Required action: Nothing but the line containing "LGTM, great job @jaskeerat789 !" and the lines after it in the entries below should appear, each repeated exactly.

Collected data:
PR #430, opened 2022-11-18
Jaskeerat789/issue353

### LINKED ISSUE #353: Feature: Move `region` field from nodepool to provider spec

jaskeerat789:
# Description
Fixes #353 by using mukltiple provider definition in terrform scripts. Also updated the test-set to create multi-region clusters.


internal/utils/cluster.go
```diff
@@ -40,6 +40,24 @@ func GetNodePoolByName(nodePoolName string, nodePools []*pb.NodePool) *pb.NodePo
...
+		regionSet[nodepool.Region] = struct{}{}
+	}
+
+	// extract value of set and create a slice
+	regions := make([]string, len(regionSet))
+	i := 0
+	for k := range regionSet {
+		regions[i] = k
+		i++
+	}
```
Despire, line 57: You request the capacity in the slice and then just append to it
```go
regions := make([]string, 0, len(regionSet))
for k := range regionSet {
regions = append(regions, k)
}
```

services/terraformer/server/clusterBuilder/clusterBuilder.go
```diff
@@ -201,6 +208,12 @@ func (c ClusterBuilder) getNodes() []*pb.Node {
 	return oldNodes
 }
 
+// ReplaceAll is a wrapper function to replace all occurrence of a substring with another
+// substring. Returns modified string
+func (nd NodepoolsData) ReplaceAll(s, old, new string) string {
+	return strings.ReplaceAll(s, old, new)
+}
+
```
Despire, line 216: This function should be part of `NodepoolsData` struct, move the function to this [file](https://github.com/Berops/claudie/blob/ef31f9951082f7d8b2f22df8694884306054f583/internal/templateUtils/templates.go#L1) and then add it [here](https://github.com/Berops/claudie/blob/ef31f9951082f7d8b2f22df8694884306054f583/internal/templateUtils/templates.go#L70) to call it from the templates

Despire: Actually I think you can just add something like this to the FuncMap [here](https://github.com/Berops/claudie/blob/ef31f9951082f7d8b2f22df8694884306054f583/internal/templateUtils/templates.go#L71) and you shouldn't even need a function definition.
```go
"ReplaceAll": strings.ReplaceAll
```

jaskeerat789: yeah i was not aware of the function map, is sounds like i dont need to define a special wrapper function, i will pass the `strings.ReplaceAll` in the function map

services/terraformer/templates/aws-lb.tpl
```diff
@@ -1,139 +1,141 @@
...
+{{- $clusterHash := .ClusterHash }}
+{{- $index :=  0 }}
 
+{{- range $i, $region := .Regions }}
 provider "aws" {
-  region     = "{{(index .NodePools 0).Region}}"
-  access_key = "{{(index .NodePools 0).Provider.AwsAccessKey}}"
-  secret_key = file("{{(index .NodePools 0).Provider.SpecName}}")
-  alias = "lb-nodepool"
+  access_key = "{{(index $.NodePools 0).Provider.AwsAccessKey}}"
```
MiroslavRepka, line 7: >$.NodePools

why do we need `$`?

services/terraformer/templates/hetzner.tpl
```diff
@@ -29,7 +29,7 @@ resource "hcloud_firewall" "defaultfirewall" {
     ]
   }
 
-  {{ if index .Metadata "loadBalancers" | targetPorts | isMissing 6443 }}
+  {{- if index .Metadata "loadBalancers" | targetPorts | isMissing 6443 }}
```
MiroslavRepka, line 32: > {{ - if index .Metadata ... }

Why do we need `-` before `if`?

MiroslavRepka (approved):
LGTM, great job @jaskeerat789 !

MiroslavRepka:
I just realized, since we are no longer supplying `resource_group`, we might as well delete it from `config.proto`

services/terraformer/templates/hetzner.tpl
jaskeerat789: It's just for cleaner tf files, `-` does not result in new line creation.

Answer space:
LGTM, great job @jaskeerat789 !

MiroslavRepka:
I just realized, since we are no longer supplying `resource_group`, we might as well delete it from `config.proto`

services/terraformer/templates/hetzner.tpl
jaskeerat789: It's just for cleaner tf files, `-` does not result in new line creation.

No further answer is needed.